__The task__
Copy out the entries below exactly as they stand, but only from the line containing "PR #2266, opened 2024-08-09" through the line containing "actually for this".

[Stored items]
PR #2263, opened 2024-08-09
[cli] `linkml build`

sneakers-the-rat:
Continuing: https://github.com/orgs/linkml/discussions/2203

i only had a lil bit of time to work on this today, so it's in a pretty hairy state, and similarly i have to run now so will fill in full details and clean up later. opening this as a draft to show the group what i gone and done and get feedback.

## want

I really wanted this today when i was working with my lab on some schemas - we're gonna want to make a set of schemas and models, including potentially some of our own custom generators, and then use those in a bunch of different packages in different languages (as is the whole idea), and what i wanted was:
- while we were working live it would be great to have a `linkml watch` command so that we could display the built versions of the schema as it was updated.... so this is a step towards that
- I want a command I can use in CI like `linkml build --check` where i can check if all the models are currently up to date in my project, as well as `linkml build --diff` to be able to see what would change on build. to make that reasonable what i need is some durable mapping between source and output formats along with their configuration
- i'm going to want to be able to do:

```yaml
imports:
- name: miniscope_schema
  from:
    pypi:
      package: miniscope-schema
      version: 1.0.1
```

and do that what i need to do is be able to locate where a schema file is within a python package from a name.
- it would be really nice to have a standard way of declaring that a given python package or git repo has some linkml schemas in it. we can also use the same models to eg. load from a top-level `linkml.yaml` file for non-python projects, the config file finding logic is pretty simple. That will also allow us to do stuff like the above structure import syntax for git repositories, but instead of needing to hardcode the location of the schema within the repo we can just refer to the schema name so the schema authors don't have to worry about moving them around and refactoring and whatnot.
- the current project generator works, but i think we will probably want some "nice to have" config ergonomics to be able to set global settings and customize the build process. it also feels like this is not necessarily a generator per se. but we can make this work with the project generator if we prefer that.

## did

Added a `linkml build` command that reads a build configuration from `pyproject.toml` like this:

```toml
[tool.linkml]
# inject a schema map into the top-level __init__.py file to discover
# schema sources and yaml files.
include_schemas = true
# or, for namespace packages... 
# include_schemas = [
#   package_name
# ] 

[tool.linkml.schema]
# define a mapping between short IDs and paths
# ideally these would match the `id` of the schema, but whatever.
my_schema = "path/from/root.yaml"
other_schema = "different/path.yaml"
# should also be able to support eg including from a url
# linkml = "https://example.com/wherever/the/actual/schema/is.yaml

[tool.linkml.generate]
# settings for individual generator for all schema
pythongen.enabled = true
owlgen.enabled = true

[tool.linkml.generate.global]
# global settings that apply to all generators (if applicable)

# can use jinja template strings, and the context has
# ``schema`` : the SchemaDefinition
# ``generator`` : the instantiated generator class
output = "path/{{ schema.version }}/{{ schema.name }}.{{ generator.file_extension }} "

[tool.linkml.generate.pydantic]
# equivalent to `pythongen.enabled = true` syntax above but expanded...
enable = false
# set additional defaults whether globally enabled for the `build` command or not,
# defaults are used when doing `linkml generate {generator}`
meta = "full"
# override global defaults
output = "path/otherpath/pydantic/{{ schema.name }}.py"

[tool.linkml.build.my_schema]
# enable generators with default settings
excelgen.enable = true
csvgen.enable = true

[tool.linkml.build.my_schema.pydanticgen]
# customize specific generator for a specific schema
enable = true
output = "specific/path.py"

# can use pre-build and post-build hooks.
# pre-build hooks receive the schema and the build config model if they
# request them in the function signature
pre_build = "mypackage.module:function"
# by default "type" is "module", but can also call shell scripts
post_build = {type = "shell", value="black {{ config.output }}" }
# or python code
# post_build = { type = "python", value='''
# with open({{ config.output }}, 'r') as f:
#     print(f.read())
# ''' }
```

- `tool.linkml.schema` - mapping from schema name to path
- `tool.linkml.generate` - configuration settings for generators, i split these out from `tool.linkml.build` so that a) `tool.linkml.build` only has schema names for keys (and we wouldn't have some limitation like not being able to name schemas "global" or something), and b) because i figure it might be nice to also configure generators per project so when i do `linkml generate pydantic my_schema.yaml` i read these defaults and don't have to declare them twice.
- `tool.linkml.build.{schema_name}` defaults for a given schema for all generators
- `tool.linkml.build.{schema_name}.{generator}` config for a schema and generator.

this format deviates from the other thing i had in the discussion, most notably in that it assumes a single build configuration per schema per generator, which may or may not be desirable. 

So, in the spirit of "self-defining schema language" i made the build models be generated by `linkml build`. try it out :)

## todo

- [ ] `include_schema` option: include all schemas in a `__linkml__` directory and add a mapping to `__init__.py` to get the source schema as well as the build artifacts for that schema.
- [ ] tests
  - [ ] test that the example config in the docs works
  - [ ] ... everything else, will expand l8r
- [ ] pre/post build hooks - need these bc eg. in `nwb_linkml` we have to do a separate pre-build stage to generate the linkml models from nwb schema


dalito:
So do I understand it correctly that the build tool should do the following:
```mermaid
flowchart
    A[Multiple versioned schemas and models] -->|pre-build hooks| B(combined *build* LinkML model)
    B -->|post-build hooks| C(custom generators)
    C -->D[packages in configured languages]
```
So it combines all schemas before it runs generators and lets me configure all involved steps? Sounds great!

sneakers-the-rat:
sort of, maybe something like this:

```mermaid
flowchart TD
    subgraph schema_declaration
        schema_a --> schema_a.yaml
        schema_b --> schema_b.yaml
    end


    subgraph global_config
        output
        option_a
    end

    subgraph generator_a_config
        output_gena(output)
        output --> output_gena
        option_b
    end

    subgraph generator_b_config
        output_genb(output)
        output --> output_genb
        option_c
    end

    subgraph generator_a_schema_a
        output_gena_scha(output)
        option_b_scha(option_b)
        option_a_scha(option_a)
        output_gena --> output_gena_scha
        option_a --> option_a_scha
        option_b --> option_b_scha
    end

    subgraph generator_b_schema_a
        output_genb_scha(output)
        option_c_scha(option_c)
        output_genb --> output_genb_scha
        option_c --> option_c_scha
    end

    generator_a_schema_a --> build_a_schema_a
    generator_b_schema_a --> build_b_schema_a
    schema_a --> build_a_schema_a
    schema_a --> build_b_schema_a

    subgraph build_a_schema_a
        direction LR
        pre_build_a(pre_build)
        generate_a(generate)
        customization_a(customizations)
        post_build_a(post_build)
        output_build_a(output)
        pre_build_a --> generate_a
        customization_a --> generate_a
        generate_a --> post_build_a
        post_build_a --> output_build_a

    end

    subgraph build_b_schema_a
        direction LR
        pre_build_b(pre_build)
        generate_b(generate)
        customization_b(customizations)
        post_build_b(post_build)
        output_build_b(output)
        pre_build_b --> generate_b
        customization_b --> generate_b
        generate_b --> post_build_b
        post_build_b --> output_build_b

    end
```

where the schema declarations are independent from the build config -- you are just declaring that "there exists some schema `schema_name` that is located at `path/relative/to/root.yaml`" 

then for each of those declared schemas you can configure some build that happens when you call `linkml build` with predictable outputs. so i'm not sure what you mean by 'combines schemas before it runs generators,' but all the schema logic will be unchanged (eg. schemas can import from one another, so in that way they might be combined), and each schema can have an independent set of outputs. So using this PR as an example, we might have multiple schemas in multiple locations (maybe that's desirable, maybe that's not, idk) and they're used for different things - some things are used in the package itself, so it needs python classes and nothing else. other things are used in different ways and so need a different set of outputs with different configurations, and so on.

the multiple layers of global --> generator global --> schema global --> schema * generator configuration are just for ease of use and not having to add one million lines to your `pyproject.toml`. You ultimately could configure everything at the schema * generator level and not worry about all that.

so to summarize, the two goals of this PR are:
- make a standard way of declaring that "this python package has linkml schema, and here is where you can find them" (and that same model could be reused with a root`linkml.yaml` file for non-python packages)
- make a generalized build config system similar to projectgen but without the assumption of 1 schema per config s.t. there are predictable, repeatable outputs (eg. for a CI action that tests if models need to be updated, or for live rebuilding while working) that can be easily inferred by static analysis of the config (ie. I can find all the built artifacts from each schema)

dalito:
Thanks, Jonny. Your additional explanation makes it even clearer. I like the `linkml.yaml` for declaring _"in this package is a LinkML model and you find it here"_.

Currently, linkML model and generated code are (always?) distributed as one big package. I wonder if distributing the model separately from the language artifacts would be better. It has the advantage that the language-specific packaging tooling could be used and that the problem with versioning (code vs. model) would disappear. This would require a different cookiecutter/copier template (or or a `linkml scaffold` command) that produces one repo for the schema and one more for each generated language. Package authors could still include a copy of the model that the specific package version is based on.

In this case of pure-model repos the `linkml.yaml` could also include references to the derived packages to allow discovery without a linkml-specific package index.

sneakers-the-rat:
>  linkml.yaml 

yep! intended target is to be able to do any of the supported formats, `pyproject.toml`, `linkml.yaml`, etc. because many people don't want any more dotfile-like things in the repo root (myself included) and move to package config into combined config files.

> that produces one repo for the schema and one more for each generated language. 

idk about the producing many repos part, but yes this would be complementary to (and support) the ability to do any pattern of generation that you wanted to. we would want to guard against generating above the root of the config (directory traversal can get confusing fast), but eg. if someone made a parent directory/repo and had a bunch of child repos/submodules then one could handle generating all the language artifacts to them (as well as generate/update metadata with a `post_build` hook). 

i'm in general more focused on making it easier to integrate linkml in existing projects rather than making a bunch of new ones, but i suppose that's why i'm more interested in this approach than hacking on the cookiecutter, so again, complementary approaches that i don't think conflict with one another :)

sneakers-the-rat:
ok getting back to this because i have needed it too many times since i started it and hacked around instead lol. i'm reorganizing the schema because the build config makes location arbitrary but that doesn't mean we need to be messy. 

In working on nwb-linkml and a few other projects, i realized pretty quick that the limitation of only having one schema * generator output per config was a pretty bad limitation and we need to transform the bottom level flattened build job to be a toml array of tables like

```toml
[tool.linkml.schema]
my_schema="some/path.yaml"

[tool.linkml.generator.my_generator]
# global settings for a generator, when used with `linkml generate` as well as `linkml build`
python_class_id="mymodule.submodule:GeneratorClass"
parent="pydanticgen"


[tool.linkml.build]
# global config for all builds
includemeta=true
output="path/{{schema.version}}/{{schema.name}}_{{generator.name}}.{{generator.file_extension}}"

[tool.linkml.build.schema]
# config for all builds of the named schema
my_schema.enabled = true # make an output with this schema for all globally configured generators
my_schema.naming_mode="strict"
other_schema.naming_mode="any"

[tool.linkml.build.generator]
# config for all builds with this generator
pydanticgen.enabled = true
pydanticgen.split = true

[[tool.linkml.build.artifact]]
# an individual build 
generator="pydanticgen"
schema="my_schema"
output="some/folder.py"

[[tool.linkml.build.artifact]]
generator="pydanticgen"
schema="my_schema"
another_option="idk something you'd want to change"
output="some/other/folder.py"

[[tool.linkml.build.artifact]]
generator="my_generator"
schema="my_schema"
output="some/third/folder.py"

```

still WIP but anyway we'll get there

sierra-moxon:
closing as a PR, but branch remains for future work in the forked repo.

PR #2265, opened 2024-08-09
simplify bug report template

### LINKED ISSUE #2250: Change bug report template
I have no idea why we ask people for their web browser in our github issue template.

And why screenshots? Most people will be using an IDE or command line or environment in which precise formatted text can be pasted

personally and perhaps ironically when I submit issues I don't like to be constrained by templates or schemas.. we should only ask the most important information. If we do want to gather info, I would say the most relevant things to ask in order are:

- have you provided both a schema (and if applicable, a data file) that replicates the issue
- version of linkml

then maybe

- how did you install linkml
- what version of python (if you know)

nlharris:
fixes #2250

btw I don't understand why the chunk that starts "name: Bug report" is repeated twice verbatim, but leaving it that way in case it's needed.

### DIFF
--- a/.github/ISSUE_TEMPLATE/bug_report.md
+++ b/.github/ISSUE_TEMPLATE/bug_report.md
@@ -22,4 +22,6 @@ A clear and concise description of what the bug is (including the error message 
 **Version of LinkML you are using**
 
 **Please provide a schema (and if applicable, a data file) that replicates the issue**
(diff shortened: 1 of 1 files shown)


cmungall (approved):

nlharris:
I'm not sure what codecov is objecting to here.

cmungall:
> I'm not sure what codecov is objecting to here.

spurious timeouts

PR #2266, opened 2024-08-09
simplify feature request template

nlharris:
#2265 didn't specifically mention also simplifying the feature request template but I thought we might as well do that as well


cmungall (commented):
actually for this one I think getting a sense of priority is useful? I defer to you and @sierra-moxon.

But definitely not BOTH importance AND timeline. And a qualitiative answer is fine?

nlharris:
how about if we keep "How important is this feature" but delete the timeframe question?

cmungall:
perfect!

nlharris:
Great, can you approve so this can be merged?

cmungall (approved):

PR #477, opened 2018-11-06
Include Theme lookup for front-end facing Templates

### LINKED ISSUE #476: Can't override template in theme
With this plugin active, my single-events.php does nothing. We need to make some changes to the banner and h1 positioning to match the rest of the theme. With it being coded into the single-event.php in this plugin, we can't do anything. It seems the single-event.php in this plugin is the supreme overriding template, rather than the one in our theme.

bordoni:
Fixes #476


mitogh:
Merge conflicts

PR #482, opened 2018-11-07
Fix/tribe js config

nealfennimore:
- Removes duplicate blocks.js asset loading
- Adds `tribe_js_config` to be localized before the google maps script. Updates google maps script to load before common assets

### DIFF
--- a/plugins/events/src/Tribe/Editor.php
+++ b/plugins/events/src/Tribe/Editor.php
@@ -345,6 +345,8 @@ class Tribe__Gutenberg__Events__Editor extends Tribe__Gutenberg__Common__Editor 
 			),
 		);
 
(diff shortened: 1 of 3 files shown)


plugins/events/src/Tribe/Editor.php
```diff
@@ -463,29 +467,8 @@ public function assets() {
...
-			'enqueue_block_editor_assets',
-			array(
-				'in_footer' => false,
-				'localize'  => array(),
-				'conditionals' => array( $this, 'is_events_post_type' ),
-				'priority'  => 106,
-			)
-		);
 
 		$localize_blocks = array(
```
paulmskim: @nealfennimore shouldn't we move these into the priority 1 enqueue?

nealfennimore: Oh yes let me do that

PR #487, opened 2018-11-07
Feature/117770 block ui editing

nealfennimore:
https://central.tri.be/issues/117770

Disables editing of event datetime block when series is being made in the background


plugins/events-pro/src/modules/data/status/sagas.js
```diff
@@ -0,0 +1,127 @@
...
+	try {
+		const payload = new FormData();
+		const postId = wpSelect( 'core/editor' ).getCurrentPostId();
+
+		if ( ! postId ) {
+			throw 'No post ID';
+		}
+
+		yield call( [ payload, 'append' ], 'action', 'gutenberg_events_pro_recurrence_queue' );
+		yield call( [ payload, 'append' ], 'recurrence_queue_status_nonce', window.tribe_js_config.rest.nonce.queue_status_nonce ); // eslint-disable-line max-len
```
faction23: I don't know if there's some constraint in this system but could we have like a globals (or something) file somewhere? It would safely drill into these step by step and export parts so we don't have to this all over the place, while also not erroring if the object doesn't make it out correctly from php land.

__Response below__
PR #2266, opened 2024-08-09
simplify feature request template

nlharris:
#2265 didn't specifically mention also simplifying the feature request template but I thought we might as well do that as well


cmungall (commented):
actually for this one I think getting a sense of priority is useful? I defer to you and @sierra-moxon.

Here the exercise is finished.